**Activity**
Your task is to reproduce exactly the lines that run from the beginning of the data through the line where "PR #288, opened 2018-06-06" appears.

**Source material**
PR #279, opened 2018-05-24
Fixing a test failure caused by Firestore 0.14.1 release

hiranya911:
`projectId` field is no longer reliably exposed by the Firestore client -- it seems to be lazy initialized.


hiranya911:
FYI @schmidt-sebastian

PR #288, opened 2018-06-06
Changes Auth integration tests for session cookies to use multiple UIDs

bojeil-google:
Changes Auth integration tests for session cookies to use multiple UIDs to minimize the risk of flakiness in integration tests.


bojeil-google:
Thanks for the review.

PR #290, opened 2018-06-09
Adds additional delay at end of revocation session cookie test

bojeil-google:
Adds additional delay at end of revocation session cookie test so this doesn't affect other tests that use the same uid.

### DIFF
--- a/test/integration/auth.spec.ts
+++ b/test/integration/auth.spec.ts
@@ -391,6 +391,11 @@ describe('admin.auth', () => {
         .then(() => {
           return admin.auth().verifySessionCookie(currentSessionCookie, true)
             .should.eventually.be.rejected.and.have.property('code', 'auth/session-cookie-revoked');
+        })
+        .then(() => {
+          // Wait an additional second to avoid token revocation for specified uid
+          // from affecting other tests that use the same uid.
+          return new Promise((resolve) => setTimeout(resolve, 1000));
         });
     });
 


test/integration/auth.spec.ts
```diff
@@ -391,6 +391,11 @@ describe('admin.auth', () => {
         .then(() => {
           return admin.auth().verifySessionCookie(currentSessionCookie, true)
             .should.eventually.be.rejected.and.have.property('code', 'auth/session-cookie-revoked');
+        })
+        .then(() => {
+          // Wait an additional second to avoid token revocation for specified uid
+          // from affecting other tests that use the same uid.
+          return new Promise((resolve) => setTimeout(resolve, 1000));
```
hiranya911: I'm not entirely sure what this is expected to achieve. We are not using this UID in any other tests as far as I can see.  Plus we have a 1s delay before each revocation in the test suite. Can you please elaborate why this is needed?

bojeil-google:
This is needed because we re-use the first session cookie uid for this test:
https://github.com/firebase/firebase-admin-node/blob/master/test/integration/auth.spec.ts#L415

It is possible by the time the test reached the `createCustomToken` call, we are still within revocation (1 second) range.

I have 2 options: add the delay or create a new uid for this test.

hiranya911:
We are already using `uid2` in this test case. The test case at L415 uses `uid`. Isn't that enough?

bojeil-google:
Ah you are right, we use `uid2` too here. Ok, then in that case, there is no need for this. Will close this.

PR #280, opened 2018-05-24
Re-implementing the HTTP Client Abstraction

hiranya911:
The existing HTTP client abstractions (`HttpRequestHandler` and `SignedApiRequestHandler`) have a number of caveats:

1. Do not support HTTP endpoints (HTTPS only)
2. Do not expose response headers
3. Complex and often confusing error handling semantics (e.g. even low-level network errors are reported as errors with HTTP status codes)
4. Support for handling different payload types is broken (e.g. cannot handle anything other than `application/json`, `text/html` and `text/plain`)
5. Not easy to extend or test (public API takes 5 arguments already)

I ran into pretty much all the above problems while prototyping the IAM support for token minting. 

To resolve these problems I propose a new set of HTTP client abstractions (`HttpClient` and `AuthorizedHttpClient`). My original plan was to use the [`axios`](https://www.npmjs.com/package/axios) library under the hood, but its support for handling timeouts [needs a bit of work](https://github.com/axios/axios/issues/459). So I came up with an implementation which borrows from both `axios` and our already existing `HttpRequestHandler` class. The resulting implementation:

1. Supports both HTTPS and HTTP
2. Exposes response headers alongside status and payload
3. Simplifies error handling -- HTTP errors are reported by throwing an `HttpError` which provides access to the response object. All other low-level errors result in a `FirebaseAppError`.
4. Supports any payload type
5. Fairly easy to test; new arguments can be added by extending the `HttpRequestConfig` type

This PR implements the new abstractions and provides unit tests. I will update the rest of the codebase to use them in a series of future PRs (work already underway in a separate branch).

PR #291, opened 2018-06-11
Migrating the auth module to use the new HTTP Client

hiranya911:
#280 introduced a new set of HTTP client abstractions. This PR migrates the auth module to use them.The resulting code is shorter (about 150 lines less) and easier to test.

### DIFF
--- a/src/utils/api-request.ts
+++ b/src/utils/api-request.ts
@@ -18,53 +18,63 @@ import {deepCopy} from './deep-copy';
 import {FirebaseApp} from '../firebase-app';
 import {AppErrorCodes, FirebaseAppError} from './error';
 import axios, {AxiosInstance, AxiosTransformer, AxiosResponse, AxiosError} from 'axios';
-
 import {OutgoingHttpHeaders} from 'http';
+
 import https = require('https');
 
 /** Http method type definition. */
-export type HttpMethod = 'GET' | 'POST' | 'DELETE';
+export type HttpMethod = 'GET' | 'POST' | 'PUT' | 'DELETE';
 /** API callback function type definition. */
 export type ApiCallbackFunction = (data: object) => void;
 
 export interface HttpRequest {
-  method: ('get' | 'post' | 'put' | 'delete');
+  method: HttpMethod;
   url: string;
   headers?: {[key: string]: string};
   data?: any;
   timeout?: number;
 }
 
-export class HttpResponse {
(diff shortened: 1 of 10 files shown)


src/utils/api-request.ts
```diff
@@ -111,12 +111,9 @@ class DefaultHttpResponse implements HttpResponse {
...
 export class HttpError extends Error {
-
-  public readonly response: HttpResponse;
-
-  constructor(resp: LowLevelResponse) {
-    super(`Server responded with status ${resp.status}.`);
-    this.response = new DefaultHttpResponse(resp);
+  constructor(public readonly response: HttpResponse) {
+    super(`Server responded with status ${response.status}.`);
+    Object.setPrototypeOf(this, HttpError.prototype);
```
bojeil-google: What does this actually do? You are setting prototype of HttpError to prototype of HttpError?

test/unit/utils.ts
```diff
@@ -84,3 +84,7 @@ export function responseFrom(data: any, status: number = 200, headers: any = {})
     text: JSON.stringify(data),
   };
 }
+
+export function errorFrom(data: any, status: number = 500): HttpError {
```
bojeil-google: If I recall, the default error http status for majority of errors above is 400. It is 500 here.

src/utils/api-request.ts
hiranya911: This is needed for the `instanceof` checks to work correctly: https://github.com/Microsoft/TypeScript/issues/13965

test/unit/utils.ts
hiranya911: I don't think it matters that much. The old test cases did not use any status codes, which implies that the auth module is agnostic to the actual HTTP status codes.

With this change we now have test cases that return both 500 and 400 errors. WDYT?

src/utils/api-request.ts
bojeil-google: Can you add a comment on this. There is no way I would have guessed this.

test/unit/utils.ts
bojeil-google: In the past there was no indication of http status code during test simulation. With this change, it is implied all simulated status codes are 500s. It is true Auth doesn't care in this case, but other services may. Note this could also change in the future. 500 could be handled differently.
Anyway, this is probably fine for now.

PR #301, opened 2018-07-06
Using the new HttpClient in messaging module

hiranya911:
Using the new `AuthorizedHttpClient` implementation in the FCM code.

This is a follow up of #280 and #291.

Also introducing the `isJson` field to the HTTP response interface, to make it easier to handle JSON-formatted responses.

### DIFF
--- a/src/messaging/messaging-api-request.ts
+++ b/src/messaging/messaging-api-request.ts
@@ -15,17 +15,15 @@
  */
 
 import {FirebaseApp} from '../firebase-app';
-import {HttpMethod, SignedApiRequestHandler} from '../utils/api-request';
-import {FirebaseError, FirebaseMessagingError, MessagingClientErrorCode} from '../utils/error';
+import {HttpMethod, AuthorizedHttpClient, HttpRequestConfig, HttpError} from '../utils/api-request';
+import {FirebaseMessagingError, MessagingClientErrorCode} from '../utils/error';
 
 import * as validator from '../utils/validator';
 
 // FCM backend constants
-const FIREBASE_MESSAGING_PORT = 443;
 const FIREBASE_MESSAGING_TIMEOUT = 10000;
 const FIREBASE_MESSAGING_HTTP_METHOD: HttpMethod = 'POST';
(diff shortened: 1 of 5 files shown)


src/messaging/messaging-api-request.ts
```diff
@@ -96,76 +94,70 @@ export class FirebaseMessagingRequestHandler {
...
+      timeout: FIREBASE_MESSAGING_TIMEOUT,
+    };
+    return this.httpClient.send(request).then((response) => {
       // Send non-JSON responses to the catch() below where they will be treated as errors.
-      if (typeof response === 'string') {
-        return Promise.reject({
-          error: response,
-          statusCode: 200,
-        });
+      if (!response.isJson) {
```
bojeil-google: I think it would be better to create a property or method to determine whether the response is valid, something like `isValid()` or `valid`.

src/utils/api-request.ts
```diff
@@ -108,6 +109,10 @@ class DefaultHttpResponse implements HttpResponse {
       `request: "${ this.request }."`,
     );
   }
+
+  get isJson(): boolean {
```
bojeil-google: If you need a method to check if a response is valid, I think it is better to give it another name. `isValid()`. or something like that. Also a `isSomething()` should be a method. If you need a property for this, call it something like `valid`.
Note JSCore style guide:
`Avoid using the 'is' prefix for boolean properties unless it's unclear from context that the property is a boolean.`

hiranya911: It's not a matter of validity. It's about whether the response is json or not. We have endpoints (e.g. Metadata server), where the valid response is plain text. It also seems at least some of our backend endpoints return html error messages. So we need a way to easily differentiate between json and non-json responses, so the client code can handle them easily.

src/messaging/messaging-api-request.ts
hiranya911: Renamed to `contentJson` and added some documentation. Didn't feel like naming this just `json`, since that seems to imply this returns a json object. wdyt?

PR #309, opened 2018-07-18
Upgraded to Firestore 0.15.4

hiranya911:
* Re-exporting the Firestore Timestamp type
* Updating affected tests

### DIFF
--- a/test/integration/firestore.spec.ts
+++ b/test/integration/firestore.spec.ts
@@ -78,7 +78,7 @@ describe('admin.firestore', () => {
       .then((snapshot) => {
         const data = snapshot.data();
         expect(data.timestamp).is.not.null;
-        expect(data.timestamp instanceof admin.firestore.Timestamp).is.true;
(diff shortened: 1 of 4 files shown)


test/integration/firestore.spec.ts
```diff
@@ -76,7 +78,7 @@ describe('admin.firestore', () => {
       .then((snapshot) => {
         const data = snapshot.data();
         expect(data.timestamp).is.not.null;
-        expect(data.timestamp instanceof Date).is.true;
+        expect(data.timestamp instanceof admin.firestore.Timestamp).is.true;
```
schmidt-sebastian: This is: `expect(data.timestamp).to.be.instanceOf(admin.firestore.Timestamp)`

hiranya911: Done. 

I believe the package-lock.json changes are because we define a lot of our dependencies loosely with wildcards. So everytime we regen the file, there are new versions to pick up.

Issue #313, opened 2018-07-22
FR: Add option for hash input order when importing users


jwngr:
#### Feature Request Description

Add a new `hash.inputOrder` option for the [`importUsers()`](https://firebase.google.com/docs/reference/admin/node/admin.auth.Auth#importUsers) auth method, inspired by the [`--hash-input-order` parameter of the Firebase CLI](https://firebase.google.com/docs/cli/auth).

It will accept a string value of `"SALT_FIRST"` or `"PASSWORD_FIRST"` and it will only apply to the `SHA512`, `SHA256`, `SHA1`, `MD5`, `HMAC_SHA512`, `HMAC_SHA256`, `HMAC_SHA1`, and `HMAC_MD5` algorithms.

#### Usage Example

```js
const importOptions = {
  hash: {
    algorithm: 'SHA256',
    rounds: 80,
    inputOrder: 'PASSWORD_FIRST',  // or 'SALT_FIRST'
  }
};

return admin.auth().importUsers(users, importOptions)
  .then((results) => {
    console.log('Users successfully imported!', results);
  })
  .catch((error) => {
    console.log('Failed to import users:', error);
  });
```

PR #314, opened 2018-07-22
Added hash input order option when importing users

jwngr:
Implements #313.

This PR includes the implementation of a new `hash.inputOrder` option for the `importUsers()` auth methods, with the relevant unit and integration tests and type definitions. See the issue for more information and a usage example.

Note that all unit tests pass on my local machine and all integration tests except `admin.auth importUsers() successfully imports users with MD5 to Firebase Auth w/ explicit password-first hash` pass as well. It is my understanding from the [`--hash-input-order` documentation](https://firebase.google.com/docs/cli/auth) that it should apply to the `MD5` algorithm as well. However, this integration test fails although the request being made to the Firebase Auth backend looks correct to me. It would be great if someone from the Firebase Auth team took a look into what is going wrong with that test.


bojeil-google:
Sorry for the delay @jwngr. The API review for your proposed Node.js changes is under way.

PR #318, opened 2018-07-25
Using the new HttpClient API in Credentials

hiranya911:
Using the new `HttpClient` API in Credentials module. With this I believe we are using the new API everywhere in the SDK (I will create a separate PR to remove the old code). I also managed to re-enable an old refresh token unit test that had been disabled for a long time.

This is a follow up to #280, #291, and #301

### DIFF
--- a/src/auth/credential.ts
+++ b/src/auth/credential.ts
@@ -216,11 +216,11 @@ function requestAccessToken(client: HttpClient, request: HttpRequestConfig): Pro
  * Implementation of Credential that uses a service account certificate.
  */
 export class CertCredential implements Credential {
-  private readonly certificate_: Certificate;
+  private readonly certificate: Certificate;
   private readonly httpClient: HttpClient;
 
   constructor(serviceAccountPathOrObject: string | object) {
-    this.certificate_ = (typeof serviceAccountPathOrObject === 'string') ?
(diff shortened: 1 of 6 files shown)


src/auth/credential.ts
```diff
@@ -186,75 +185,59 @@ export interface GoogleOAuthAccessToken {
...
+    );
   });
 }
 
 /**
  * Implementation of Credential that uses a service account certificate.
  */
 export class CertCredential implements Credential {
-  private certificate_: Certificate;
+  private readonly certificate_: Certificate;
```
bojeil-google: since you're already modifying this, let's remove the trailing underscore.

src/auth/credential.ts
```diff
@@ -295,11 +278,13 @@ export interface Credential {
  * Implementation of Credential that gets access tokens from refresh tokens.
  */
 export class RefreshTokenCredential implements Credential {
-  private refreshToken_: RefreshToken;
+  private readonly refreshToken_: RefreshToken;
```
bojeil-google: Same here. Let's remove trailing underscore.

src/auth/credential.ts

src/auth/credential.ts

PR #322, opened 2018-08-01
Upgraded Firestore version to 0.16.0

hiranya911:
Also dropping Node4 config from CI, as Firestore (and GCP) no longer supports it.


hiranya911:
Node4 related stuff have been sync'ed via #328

**Task result**
PR #279, opened 2018-05-24
Fixing a test failure caused by Firestore 0.14.1 release

hiranya911:
`projectId` field is no longer reliably exposed by the Firestore client -- it seems to be lazy initialized.


hiranya911:
FYI @schmidt-sebastian

PR #288, opened 2018-06-06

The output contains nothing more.